* [Your instructions]: Filter the data for lines with the word "specifiers" and copy those lines.

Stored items
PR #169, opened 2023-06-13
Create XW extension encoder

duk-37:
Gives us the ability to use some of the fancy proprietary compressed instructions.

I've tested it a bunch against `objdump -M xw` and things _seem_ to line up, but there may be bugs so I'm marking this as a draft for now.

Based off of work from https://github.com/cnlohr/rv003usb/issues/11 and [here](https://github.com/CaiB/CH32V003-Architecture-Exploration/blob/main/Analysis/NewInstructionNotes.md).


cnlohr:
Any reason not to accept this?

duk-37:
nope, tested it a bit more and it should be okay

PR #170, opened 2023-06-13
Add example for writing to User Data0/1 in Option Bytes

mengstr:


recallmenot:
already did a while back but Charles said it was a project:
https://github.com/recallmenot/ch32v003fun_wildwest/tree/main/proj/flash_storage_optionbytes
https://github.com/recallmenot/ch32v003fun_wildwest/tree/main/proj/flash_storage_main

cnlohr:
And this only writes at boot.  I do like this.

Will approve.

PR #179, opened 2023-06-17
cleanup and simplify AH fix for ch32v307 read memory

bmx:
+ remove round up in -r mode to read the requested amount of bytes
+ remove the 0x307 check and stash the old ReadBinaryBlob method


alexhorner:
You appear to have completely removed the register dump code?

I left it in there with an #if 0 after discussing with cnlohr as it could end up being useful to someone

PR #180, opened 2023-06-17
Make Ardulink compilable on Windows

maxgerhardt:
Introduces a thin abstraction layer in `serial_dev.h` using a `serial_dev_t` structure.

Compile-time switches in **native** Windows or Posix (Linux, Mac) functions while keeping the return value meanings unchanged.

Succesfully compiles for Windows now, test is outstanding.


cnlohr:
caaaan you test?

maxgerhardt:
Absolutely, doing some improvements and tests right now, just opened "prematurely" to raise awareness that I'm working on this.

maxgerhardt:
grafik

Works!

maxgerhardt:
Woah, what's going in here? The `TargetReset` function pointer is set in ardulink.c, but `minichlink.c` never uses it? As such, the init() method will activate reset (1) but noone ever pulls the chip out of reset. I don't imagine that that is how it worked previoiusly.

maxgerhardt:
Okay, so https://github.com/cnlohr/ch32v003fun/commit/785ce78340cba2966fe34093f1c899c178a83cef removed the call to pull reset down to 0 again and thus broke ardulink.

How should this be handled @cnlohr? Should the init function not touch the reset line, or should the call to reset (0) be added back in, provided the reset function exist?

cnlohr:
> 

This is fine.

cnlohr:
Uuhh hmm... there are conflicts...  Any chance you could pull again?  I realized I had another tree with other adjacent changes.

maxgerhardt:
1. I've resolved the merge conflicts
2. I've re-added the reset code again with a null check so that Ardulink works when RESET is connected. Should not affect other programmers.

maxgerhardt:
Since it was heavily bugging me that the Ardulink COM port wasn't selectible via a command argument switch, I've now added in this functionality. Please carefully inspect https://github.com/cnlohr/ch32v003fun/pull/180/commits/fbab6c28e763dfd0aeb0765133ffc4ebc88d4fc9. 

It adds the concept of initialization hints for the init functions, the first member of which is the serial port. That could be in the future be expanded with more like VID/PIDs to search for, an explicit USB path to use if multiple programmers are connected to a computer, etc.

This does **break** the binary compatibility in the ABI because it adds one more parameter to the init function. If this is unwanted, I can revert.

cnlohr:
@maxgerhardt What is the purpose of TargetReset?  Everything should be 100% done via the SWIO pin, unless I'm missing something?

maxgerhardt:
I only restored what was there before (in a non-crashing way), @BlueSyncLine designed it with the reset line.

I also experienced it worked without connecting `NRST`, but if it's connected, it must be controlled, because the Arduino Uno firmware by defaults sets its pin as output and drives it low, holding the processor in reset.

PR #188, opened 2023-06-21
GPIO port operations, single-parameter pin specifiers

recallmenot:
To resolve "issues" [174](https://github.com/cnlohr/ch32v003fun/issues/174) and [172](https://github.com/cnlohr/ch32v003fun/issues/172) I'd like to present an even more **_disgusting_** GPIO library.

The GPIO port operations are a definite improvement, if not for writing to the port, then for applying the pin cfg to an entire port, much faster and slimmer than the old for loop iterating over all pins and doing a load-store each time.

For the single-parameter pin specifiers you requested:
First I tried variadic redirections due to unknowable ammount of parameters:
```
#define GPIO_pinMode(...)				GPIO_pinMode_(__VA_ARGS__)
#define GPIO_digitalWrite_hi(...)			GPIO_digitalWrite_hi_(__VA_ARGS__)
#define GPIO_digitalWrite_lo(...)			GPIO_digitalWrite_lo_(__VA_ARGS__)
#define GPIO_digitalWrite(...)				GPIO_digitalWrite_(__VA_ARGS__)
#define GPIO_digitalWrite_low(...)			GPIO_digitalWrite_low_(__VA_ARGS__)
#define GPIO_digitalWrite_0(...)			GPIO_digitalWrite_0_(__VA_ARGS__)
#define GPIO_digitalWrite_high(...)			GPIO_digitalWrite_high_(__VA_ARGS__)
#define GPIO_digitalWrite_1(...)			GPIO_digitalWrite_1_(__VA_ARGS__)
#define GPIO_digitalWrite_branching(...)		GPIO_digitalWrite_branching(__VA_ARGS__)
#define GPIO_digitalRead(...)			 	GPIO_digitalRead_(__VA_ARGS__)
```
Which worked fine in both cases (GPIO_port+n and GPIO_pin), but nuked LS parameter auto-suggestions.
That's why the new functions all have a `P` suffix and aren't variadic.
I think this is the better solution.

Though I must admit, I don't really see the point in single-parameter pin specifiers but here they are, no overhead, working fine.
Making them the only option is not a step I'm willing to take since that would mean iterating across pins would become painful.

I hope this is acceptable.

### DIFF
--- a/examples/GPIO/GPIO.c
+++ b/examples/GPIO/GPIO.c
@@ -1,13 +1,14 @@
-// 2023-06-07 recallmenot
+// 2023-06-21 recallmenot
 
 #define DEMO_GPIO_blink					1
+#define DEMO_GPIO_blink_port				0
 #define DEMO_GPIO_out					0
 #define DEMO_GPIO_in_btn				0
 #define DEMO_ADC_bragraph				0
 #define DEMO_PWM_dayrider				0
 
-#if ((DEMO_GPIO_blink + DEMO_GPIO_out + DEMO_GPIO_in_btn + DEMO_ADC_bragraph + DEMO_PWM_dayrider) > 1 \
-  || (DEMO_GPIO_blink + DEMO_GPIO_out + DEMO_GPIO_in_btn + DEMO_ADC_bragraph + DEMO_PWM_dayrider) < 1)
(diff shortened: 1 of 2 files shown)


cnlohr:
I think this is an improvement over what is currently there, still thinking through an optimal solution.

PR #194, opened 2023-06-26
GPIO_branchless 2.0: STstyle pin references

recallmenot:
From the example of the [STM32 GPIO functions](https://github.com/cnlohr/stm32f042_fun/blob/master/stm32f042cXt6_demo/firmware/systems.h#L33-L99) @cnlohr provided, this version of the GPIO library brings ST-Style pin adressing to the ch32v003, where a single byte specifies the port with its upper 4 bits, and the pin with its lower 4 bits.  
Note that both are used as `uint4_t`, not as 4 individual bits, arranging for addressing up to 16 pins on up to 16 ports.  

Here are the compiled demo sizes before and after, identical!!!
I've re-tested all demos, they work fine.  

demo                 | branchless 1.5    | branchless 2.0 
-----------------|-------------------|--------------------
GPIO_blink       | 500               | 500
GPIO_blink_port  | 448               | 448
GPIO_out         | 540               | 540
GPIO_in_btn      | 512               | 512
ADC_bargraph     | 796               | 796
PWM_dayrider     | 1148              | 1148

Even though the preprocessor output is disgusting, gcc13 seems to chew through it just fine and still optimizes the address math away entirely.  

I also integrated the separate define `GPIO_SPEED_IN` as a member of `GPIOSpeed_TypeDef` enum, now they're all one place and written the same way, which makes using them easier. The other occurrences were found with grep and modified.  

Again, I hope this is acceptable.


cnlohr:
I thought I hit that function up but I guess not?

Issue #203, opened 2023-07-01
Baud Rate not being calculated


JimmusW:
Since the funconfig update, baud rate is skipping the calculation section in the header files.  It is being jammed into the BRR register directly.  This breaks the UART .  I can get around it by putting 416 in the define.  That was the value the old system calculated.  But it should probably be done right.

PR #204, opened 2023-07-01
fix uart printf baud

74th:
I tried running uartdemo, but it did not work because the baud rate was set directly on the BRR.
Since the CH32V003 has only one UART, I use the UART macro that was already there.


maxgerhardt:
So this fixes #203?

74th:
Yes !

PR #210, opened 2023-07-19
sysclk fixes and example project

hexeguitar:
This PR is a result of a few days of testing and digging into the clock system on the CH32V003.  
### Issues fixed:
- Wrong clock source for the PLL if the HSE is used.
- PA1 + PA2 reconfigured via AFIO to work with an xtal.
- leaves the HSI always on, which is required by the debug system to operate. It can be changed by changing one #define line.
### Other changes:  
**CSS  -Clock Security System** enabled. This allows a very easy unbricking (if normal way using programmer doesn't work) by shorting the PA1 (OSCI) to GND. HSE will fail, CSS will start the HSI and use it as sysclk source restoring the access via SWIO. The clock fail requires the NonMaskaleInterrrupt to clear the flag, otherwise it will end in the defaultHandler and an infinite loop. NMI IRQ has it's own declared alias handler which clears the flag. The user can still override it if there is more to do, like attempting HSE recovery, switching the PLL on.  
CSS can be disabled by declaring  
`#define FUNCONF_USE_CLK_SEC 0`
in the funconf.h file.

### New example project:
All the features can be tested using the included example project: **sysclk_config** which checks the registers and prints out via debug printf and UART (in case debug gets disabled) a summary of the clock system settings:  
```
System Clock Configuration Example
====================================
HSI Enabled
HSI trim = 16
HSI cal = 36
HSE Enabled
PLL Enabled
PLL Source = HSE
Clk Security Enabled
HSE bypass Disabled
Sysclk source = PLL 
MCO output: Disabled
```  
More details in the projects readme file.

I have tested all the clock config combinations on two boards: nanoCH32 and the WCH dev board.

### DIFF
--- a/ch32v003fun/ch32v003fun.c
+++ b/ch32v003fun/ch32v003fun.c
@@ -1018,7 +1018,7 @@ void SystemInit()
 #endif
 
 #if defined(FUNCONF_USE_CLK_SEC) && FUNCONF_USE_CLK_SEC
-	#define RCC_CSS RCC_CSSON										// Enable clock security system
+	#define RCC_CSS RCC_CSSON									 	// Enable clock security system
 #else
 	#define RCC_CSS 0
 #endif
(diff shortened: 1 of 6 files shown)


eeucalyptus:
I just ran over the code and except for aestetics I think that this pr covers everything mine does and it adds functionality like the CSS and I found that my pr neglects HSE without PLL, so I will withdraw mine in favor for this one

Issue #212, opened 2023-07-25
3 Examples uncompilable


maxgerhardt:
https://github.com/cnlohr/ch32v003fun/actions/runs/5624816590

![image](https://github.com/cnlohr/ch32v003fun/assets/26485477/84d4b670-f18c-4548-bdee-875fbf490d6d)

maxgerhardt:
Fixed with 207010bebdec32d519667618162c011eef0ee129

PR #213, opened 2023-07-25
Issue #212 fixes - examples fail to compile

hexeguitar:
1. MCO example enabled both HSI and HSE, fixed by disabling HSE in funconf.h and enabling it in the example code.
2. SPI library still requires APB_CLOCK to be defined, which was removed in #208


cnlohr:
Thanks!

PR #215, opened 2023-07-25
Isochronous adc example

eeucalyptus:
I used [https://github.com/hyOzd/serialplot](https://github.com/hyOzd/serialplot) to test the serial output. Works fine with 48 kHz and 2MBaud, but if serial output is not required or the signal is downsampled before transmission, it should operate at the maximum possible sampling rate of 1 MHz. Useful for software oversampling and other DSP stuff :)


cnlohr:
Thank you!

* [Answer to the exercise]:
GPIO port operations, single-parameter pin specifiers
For the single-parameter pin specifiers you requested:
Though I must admit, I don't really see the point in single-parameter pin specifiers but here they are, no overhead, working fine.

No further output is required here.